0.1 — What is SIDRACHIP?

What you'll learn here

Name the parts of an atom (nucleus, electron) and give their relative sizes
Use the Bohr model to compute orbit radii and energy levels for hydrogen
Explain photon absorption / emission as jumps between energy levels
Estimate, to an order of magnitude, the number of atoms in a SIDRA memristor cell
Distinguish the classical orbit picture from the quantum probability cloud

Hook: Seeing an Atom Is Harder Than Thinking One

Around 440 BC. Democritus reasoned that if you keep cutting a piece of rope, you’d eventually hit a piece that cannot be cut further. He called it atomos (indivisible). Nobody actually saw one.

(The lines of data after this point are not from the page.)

PR #8314, opened 2023-02-13
Remove react-device-detect

### LINKED ISSUE #8313: Remove react-device-detect
## Problem statement

We use the `react-device-detect` specifically to check  [if the user is using Internet Explorer](https://github.com/CDCgov/prime-reportstream/blob/master/frontend-react/src/App.tsx#L107), and given IE's usage, we don't need to support it any longer.

## What you need to know

- Right now, we don't need to do browser or device detection.  If we do, there are [other alternatives](https://developer.mozilla.org/en-US/docs/Web/HTTP/Browser_detection_using_the_user_agent) we can use that are strictly in-browser features that we don't need to use a third-party package to check.

## Acceptance criteria

- [ ] `react-device-detect` is removed from our dependencies and code

jpandersen87:
Fixes #8313

This PR removes the react-device-detect dependency and replaces the usage of its isIE function with a getIsIE function supplied by us.


frontend-react/src/utils/GetIsIE.ts
```diff
@@ -0,0 +1,4 @@
+export function getIsIE() {
```
stephenkao, line 1: Rather than creating a utility function strictly for detecting Internet Explorer, I wonder if this could be broadened to `(d|D)evice.ts` where we could eventually house functionality to detect other browsers and/or mobile devices as well.  And maybe even a `getBrowser` convenience function down the line.  Whatchu think?

Also, I think we can hoist the IE regex out since we're not using the global flag:

```tsx
const IE_REGEX = /Trident\/|MSIE/;

export function getIsIE() {
    return IE_REGEX.test(window.navigator.userAgent);
}
```

jpandersen87: I feel at that rate you've broadened back to needing a library that keeps up to date with devices.

stephenkao: That's a fair point, though I'd argue that with that file it'd be more gradual and opt-in rather than having an entire library with 99% of it unused.

In any case, I feel like it's unnecessary to have an entire file devoted to checking against a single regular expression.  Not a blocker, but it seems unnecessary 🤷 

(Also, obligatory "mind adding some tests?" comment  😆)

jpandersen87: With IE behind us we should be programmatically making choices based on available features (which should be getting polyfilled anyways) and device hardware capabilities (screen size, dpi, etc.) and not necessarily the device/browser itself.

stephenkao: Sure, maybe device.ts is a misnomer, but "feature" is a very overloaded term -- my thought here was that we'd have a utility file for any sort of the aforementioned detection going forward.  But again, not a blocker at this point.

frontend-react/src/App.tsx
```diff
@@ -104,7 +104,7 @@ const App = () => {
         debounce: 500,
     });
 
-    if (isIE) return <ErrorUnsupportedBrowser />;
+    if (getIsIE()) return <ErrorUnsupportedBrowser />;
```
stephenkao, line 107: Minor point, but the useragent shouldn't be changing for the app's lifetime so we can hoist this out of the render.

frontend-react/src/utils/GetIsIE.test.ts
```diff
@@ -0,0 +1,18 @@
...
+
+describe("GetIsIE", () => {
+    test("detects ie 10", () => {
+        expect(
+            getIsIE(
+                "Mozilla/5.0 (compatible; MSIE 10.0; Windows NT 6.1; Trident/6.0)"
+            )
+        ).toBeTruthy();
+    });
+    test("detects ie 11", () => {
```
stephenkao, line 11: Mind adding a falsy return value case or two?

stephenkao (approved):
Looks good!  Thanks for flagging this in the first place!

21 centuries later, in 1897, J. J. Thomson played with cathode rays and found a negatively charged, detachable piece of the atom — the electron. Fourteen years later, Rutherford shot alpha particles at gold foil and realized the atom had a small, dense nucleus at its center. In 1913, Niels Bohr said the electron circled that nucleus on discrete energy levels.

Another 100 years passed. Today a SIDRACHIP memristor cell has a volume of only ~5 × 10⁴ nm³ — containing a few million atoms. To store each “1” or “0”, we reshuffle a specific fraction of them.

To understand the memristor, we first understand the atom.

Intuition: Four Different Pictures of the Atom

Each historical model tries to patch a hole the previous one left:

Dalton (1803) — billiard ball. Atom is an indivisible sphere. Chemical reactions rearrange the balls. Problem: no charge carriers, no explanation for light emission.
Thomson (1897) — plum pudding. Negative electrons embedded in a positive dough. Problem: Rutherford’s experiment disproved it.
Rutherford (1911) — solar system. Small, dense, positive nucleus at the center; electrons orbit in empty space. Problem: classical physics says an orbiting charge radiates, so the electron should spiral into the nucleus.
Bohr (1913) — quantized orbits. Electrons occupy only specific energy levels; transitions absorb or emit exactly one photon. Problem: fails for multi-electron atoms.

Today’s view: quantum mechanics — the electron’s location is uncertain, described as a probability cloud (Schrödinger, 1926). But the Bohr model is still the best bridge to start learning. That’s where we focus in this chapter.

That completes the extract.